This page is outdated

Before I find time to revamp this page, please see my Google Scholar page for update-to-date publication list

About Me

I did my PhD under the supervision of David J. Fleet and Aaron Hertzmann at the University of Toronto in the Computer Vision group. I am now a research team lead at Borealis AI (RBC Institute for Research). I can be reached with this email: caoy at domain name cs.toronto.edu.


Introductory machine learning course at UofT Scarborough:

CSCC11: Introduction to Machine Learning and Data Mining (Fall 2016)

Previously I TA'ed for these courses:

CSC2503: Foundations of Computer Vision (Fall 2014)

CSCC11: Introduction to Machine Learning and Data Mining (Fall 2013)

CSC108 Introduction to Computer Programming (Fall 2013)

CSC148, CSC104 (2010-2012)

My Google Scholar Page for update-to-date list

Selected Publications (not updated)

Scaling Gaussian Processes

Yanshuai Cao

Ph.D. Thesis

Adversarial Manipulation of Deep Representations

Sara Sabour*, Yanshuai Cao*, Fartash Faghri, David J. Fleet

Accepted for ICLR 2016

We show that the representation of an image in a deep neural network (DNN) can be manipulated to mimic those of other natural images, with only minor, imperceptible perturbations to the original image. Previous methods for generating adversarial images focused on image perturbations designed to produce erroneous class labels, while we concentrate on the internal layers of DNN representations. In this way our new class of adversarial images differs qualitatively from others. While the adversary is perceptually similar to one image, its internal representation appears remarkably similar to a different image, one from a different class, bearing little if any apparent similarity to the input; they appear generic and consistent with the space of natural images. This phenomenon raises questions about DNN representations, as well as the properties of natural images themselves.

Transductive Log Opinion Pool of Gaussian Process Experts

Cao, Y., Fleet, D.J.

NIPS2015 Workshop on Nonparametric Methods for Large Scale Representation Learning, Montreal, 2015.

We introduce a framework for analyzing transductive combination of Gaussian process (GP) experts, where independently trained GP experts are combined in a way that depends on test point location, in order to scale GPs to big data.
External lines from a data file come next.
PR #1273, opened 2022-06-22
🌱 Add renovate configuration

### LINKED ISSUE #1093: A better way to sync with other community?
/kind feature

inspired by #1092 
we need update according to cluster-api, openstack from various places
not sure whether other community has such kind of sync mechanism ? 
as from process is much better than randomly check...

so hope to get some ideas from folks..

lentzi90:

This is to automatically bump versions through pull requests.

Fixes #1093 

2. Merging this PR is not enough to enable renovate. Someone with privileges to add GitHub apps also needs to follow the [onboarding steps](https://docs.renovatebot.com/getting-started/installing-onboarding/). The best way to do this is probably to *start* with the onboarding, then copy the configuration from this PR to the renovate onboarding PR and merge that instead
3. **I have tested the configuration in this PR in my fork. You can see the pull requests that renovate has created [here](https://github.com/lentzi90/cluster-api-provider-openstack/pulls).** Please check these to see if renovate is doing things the way we want.

**TODOs**:

- [x] squashed commits
- if necessary:
  - [ ] includes documentation
  - [ ] adds unit tests

/hold

### DIFF
--- a/renovate.json
+++ b/renovate.json
@@ -1,0 +1,55 @@
+{
+  "extends":[
+    "config:base"
+  ],
+  "ignorePaths": [
+    "**/node_modules/**",
+    "**/bower_components/**",
+    "**/vendor/**",
+    "**/examples/**"
+  ],
+  "enabled": "true",
+  "baseBranches": ["main"],
+  "packageRules": [
+    {
+      "matchPackageNames": ["golang"],
+      "allowedVersions": "<=1.17"
+    },
+    {
+      "matchPackageNames": ["kubernetes/kubernetes"],
+      "allowedVersions": "<=1.23"
+    },
+    {
+      "extends": ["group:kubernetes"],
+      "allowedVersions": "<=0.23"
+    },
+    {
+      "matchPackageNames": ["sigs.k8s.io/cluster-api", "sigs.k8s.io/cluster-api/test"],
+      "groupName": "Cluster API"
+    }
+  ],
+  "prHourlyLimit": 5,
+  "prConcurrentLimit": 5,
+  "rangeStrategy": "bump",
+  "renovateFork": true,
+  "stabilityDays": 5,
+  "regexManagers": [
+    {
+      "fileMatch": ["^Makefile$"],
+      "matchStrings": [
+        "KUBEBUILDER_ENVTEST_KUBERNETES_VERSION .= (?<currentValue>.*?)\\n"
+      ],
+      "depNameTemplate": "kubernetes/kubernetes",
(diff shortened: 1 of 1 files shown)


apricote:
Looking at the created PRs in your fork I noticed that Renovate created an update PR "Update kubernetes packages to v0.24.2" ([link](https://github.com/lentzi90/cluster-api-provider-openstack/pull/3)). I think this should be kept in sync with `kubernetes/kubernetes`. Is there a way to configure this, or does this just not work because they use different major versions?

lentzi90:
Good point @apricote ! I can add another `packageRule` to keep it at 0.23. I don't think it can understand that it should be the same as the kubernetes/kubernetes version but not problem to have multiple package rules

renovate.json
```diff
@@ -0,0 +1,47 @@
...
+  ],
+  "ignorePaths": [
+    "**/node_modules/**",
+    "**/bower_components/**",
+    "**/vendor/**",
+    "**/examples/**"
+  ],
+  "enabled": "true",
+  "baseBranches": ["main"],
+  "packageRules": [
```
apricote, line 13: In your fork there are currently two PRs open for `cluster-api` and `cluster-api/test`. As those are always released together, we can create a group for them, so that one PR can update both:

```
"packageRules": [
    {
      "matchPackageNames": ["sigs.k8s.io/cluster-api", "sigs.k8s.io/cluster-api/test"],
      "groupName": "Cluster API"
    }
  ]
```

lentzi90:
Updated with CAPI package group and kubernetes packages version limit.

jichenjc:
@mdbooth maybe you want to take another look on this?  (so we can unhold)

/approve

renovate.json
```diff
@@ -0,0 +1,55 @@
+{
+  "extends":[
+    "config:base"
+  ],
+  "ignorePaths": [
+    "**/node_modules/**",
```
seanschneeweiss, line 6: Those paths do not exist in this repo. Should we therefore omit them and re-add when required?

lentzi90: Sorry I should have explained this actually but forgot about it. These are the defaults from `config:base` but with `**/test/**` removed since we do have code in that folder that I think we want to include. I'm open to reducing this list even more but didn't see any harm in keeping it.
Do you think we should remove it all? Or are there some folders we want to ignore?

seanschneeweiss: I'd agree to remove them all and add exclusions when we notice that they are helpful.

The framework provides some theoretical justification for the generalized product of GP experts (gPoE-GP) which was previously shown to work well in practice but lacks theoretical basis. Based on the proposed framework, an improvement over gPoE-GP is introduced and empirically validated.

Project page

Efficient Optimization for Sparse Gaussian Process Regression © IEEE

Cao, Y., Brubaker, M., Fleet, D.J. and Hertzmann, A.

IEEE Transactions on Pattern Analysis and Machine Intelligence, vol.37, no.12, pp.2415-2427, Dec. 1 2015.

Project page

Generalized Product of Experts for Automatic and Principled Fusion of Gaussian Process Predictions

Cao, Y., Fleet, D.J.

Modern Nonparametrics 3: Automating the Learning Pipeline workshop at NIPS, Montreal, 2014.

In this work, we propose a generalized product of experts (gPoE) framework for combining the predictions of multiple probabilistic models. We identify four desirable properties that are important for scalability, expressiveness and robustness, when learning and inferring with a combination of multiple models. Through analysis and experiments, we show that gPoE of Gaussian processes (GP) have these qualities, while no other existing combination schemes satisfy all of them at the same time. The resulting GP-gPoE is highly scalable as individual GP experts can be independently learned in parallel; very expressive as the way experts are combined depends on the input rather than fixed; the combined prediction is still a valid probabilistic model with natural interpretation; and finally robust to unreliable predictions from individual experts.

Project page

Efficient Optimization for Sparse Gaussian Process Regression

Cao, Y., Brubaker, M., Fleet, D.J. and Hertzmann, A.

Advances in Neural Information Processing Systems (NIPS), Lake Tahoe, 2013.

We propose an efficient optimization algorithm for selecting a subset of training data to induce sparsity for Gaussian process regression. The algorithm estimates an inducing set and the hyperparameters using a single objective, either the marginal likelihood or a variational free energy. The space and time complexity are linear in training set size, and the algorithm can be applied to large regression problems on discrete or continuous domains. Empirical evaluation shows state-of-art performance in discrete cases and competitive results in the continuous case.

Project page

Hobbies and other interests

I love Chinese poetry and occasionally write some myself.

I also love the arts of Muay Thai and boxing, and I used to train at WMT.